As part of the MICROIDEA Project, a study visit to Sri Lanka took place in late January, marking an important step in the project’s international outreach and dissemination activities. The visit focused on engaging with key national stakeholders involved in skills development, vocational education and training (VET), labour migration, and workforce certification—areas that lie at the heart of MICROIDEA’s mission.
Why Sri Lanka?
Sri Lanka represents a country with strong institutional experience in labour migration and skills development, alongside a clear need to enhance the international recognition and portability of skills. With millions of workers employed abroad and labour migration playing a vital role in economic stability and employment, Sri Lanka offers a highly relevant context for exploring how micro-credentials and ISO/IEC 17024–based certification can support safer, fairer, and more effective labour mobility.
Engaging with Institutions and Social Partners
During the visit, the MICROIDEA consortium met with a wide range of stakeholders, including ministries and public authorities, vocational education and training bodies, tourism and hospitality education institutions, trade unions, and private labour recruitment agencies.
A key meeting was held with the FTZ & GSEU (Free Trade Zones & General Services Employees Union), one of the largest trade unions in the country. Discussions focused on labour migration trends, worker protection, and the challenges faced by low- and medium-skilled workers seeking employment abroad. The exchange highlighted the importance of transparent and internationally recognised certification as a means of improving employability and reducing abusive recruitment practices.
Skills Recognition and Labour Migration
The visit offered valuable insight into Sri Lanka’s existing skills recognition ecosystem, including the National Vocational Qualification (NVQ) Framework and the Recognition of Prior Learning (RPL) process. While these systems provide a solid national foundation, stakeholders consistently underlined a key gap: skills certification remains largely nationally oriented, limiting workers’ access to new labour markets—particularly in Europe.
This challenge strongly resonates with the objectives of the MICROIDEA Project. By linking micro-credentials to ISO/IEC 17024, MICROIDEA aims to complement national frameworks rather than replace them, strengthening their international dimension and enabling skills to be recognised beyond bilateral labour agreements.
Focus on Tourism and Hospitality
A particularly important stop was the Sri Lanka Institute of Tourism and Hotel Management (SLITHM), the country’s main national institution for tourism and hospitality education. SLITHM operates a structured, multi-level training system that combines theory with mandatory practical experience, covering all major tourism occupations.
Discussions with SLITHM highlighted strong alignment with the MICROIDEA approach. The institution’s emphasis on employability, practical skills, and progression pathways makes it a natural candidate for micro-credential–based certification, especially in sectors like tourism where skills are transferable and internationally in demand.

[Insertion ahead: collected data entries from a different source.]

PR #4050, opened 2018-04-20
Deprecate the cassandra input plugin

### LINKED ISSUE #4049: Deprecate cassandra input
### Proposal:

I believe we should deprecate the `cassandra` input.  This plugin uses the jolokia API to collect metrics, but is not as fast, configurable, or bug free as the jolokia2 input.  If we deprecate it we will have less code to maintain when it is removed.

### Current behavior:

cassandra input is not deprecated

### Desired behavior:

- cassandra input is deprecated
- sample cassandra configuration exists for use with the jolokis2 input

danielnelson:
closes #4049

### Required for all PRs:

### DIFF
--- a/CHANGELOG.md
+++ b/CHANGELOG.md
@@ -1,5 +1,12 @@
 ## v1.7 [unreleased]
 
+### Release Notes
+
+- The `cassandra` input plugin has been deprecated in favor of the `jolokia2`
+  input plugin which is much more configurable and more performant.  There is
+  an [example configuration](./plugins/inputs/jolokia2/examples) to help you
+  get started.
+
 ### New Inputs
 
 - [fibaro](./plugins/inputs/fibaro/README.md) - Contributed by @dynek
--- a/README.md
+++ b/README.md
@@ -5,7 +5,7 @@ and writing metrics.
 
 Design goals are to have a minimal memory footprint with a plugin system so
 that developers in the community can easily add support for collecting metrics
-from local or remote services.
+.  For an example configuration referencet from local or remote services.
 
 Telegraf is plugin-driven and has the concept of 4 distinct plugins:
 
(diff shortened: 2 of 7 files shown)


danielnelson:
cc @dylanmei @subhachandrachandra @albundy83

The Cassandra plugin had a good run, but the jolokia2 plugin is just more flexible and much faster due to the bulk requests.

Can you all take a look at the sample cassandra.conf I added and give me any feedback, it's my first jolokia2 config and I don't use Cassandra in any meaningful way, so I'm sure it can be improved.

albundy83:
You first try is a good try :)
However, to try to be closer with current cassandra plugin, it could be good to prefix all metrics with "cassandra" and java metrics with "java".
That's what is done here : https://github.com/albundy83/telegraf/blob/cassandra-jolokia2-examples/plugins/inputs/cassandra/cassandra.go
```go
if classAndPairs[0] == "org.apache.cassandra.metrics" {
		tokens["class"] = "cassandra"
	} else if classAndPairs[0] == "java.lang" {
		tokens["class"] = "java"
	} else {
		return tokens
	}
```
Here another proposal for a sample of cassandra.conf file:
https://github.com/albundy83/telegraf/blob/cassandra-jolokia2-examples/plugins/inputs/jolokia2/examples/cassandra.conf

danielnelson:
@albundy83 I updated the example config to use your config, with the exception of keeping the snake case names `cassandra_file_cache`.  The reason for this is I'm nervous that we might conflict with existing metrics from the original cassandra input if we keep the style exactly the same, and also it matches style with the other example configs and plugins better.

I'm sure you can do a better job than I at selecting the right metrics, since you know much more about Cassandra and I'd love to keep this example up to date with whatever changes make in the future.

albundy83:
I understand and you are right to not put metrics with different format in the same place.
But you should preserve the original cassandra jmx name. 
I mean don't add extra underscores in the names of the metrics. 
You should even keep the case name. 
Adding an underscore between cassandra and metrics name should be enough. 
Same for Java metrics, just an underscore should be enough.
ex : cassandra_ClientRequestMetrics

It will be easier to generate configuration or even to look for details about metrics on internet.

albundy83:
I have written a new version with name_prefix = "java_" and name_prefix = "cassandra_"
It's a cleaner way I think:
https://github.com/albundy83/telegraf/commit/bcaaceda0e363317cdb1589de466f42535011379

danielnelson:
I added your modifications @albundy83, thanks!

albundy83:
Links to conf files (cassandra, kafka and java) are broken in the file:
https://github.com/influxdata/telegraf/blob/master/plugins/inputs/jolokia2/README.md

And here also, there is a broken link to cassandra.conf file:
https://github.com/influxdata/telegraf/blob/master/plugins/inputs/cassandra/README.md

danielnelson:
Good catch, I believe the paths are fixed now.

Issue #3840, opened 2018-02-27
inputs.sysstat took longer to collect


zhou-mfk:
Hi,
I encountered the following problem when using telegarf.

![image](https://user-images.githubusercontent.com/15190461/36714108-bfa2414a-1bcb-11e8-81ce-584a25d94e99.png)

sometimes 11 s ,
/usr/lib64/sa/sadc -S DISK 11 2

I think this command caused the timeout.

E! Error in plugin [inputs.sysstat]: took longer to collect than collection interval (10s)

### Relevant telegraf.conf:
[global_tags]
[agent]
  interval = "10s"
  round_interval = true
  metric_batch_size = 1000
  metric_buffer_limit = 10000
  collection_jitter = "3s"
  flush_interval = "10s"
  flush_jitter = "0s"
  precision = ""
  debug = true
  quiet = false
  logfile = ""
  hostname =""
  omit_hostname = false
[[inputs.cpu]]
  percpu = true
  totalcpu = true
  collect_cpu_time = false
[[inputs.disk]]
  ignore_fs = ["tmpfs", "devtmpfs", "devfs"]
[[inputs.diskio]]
[[inputs.kernel]]
[[inputs.mem]]
[[inputs.processes]]
[[inputs.swap]]
[[inputs.system]]
[[inputs.kernel_vmstat]]
[[inputs.linux_sysctl_fs]]
[[inputs.net]]
[[inputs.sysstat]]
  sadc_path = "/usr/lib64/sa/sadc"
  [inputs.sysstat.options]
    -d = "disk"

### System info:

Telegraf v1.3.4 (git: release-1.3 7bbd3daa98d5931c6e9025a98105092b0722de0d)

Red Hat Enterprise Linux Server release 6.5 (Santiago)

### Log info:
/var/log/telegraf/telegraf.log
2018-02-27T06:09:47Z E! Error in plugin [inputs.sysstat]: took longer to collect than collection interval (10s)
2018-02-27T06:10:00Z E! Error in plugin [inputs.sysstat]: took longer to collect than collection interval (10s)
2018-02-27T06:10:12Z E! Error in plugin [inputs.sysstat]: took longer to collect than collection interval (10s)
2018-02-27T06:10:25Z E! Error in plugin [inputs.sysstat]: took longer to collect than collection interval (10s)
2018-02-27T06:10:37Z E! Error in plugin [inputs.sysstat]: took longer to collect than collection interval (10s)
[...]

PR #4068, opened 2018-04-24
New parameter to force the interval of gather for sysstat

adrianlzt:
Added new config parameter for sysstat plugin, sadc_interval, to force
the gather interval of the sadc command.

This is useful when we have configured jitter in the agent, because
jitter breaks the measurement of the interval used in sadc.

Example:
 - agent with interval=10, jitter=5
 - sysstat is started in t=0 and runs sadc with interval=1
 - next execution of sysstat is in t=14 (interval + some jitter)
 - sysstat plugin set the value of "s.interval" to 14s
 - sadc is run with interval=13 (s.interval - parseInterval)
 - sysstat plugin is killed because is taking longer that collection
 interval

### Required for all PRs:

### DIFF
--- a/plugins/inputs/sysstat/sysstat.go
+++ b/plugins/inputs/sysstat/sysstat.go
@@ -33,6 +33,9 @@ type Sysstat struct {
 	// Sadc represents the path to the sadc collector utility.
 	Sadc string `toml:"sadc_path"`
 
+	// Force the execution time of sadc
+	SadcInterval internal.Duration `toml:"sadc_interval"`
+
 	// Sadf represents the path to the sadf cmd.
 	Sadf string `toml:"sadf_path"`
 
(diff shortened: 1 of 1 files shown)


danielnelson:
Thanks @adrianlzt, I've been wondering if we should always require a hard timeout, and completely remove the automatic computation of the interval size.  We would of course set a default timeout so it would still remain optional, but the timeout would not be dependent on the first collection.  Do you think this is a good idea?

danielnelson:
closes #3840

adrianlzt:
The computation of the interval size is a little bit hacky and I guess it will cause problems, because of the jitter or because sadc or sadf being slow.

I guess a fixed interval could be useful, but you are going to miss some data between runs.

Maybe allowing to use this plugin in two different forms could be better.
First one with a fixed interval (maybe with a default of 8s and warning if you lower the agent interval is going to fail).
And for the second one you will need to have sar running in your system and the plugin just issuing commands with ``sar -s HH:MM:SS -e HH:MM:SS`` storing the last ``end`` value.

danielnelson:
I confess I'm not up to speed on how sysstat works.  This is a step in the right direction but I will probably need more advice at some point in the future.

Dialogue with Recruitment Agencies
Meetings with private recruitment agencies, coordinated by ALFEA, further reinforced the need for internationally recognised certification. While some occupations are certified for specific destination countries, there is currently no horizontal, widely recognised certification framework—particularly for workers targeting European labour markets.
Recruitment agencies expressed strong interest in participating in pilot activities, proposing candidates and collaborating with public authorities. This public–private dialogue confirmed that MICROIDEA can act as a bridging mechanism between training, certification, and real employment pathways.
Labour Market Intelligence and Digital Tools
The visit also included discussions with the Ministry of Labour, where the MICROIDEA digital tools were presented. These tools analyze job postings and CVs to identify skills demand, map skills gaps, and support evidence-based training and policy decisions. Stakeholders highlighted the value of real-time labour market intelligence, especially when compared to reliance on static or external data sources alone.
Looking Ahead: From Pilot to Policy Impact
The Sri Lanka study visit confirmed that there is both institutional readiness and stakeholder appetite for innovative approaches that connect skills development, certification, and labour mobility. The planned pilot cooperation—focused on tourism and hospitality occupations—will bring together public authorities, training providers, and employers, while aligning with parallel pilots in Greece, Spain, and Cyprus.
At a strategic level, the visit demonstrated the potential of the MICROIDEA Project to evolve from a pilot initiative into a scalable policy-relevant model. By bridging national skills systems, international labour markets, and globally recognised certification standards, MICROIDEA contributes to a shared goal: making skills more visible, portable, and valuable—for workers, employers, and societies alike.
MICROIDEA’s pilots, tools, and international collaborations are working towards fairer and more transparent skills recognition worldwide.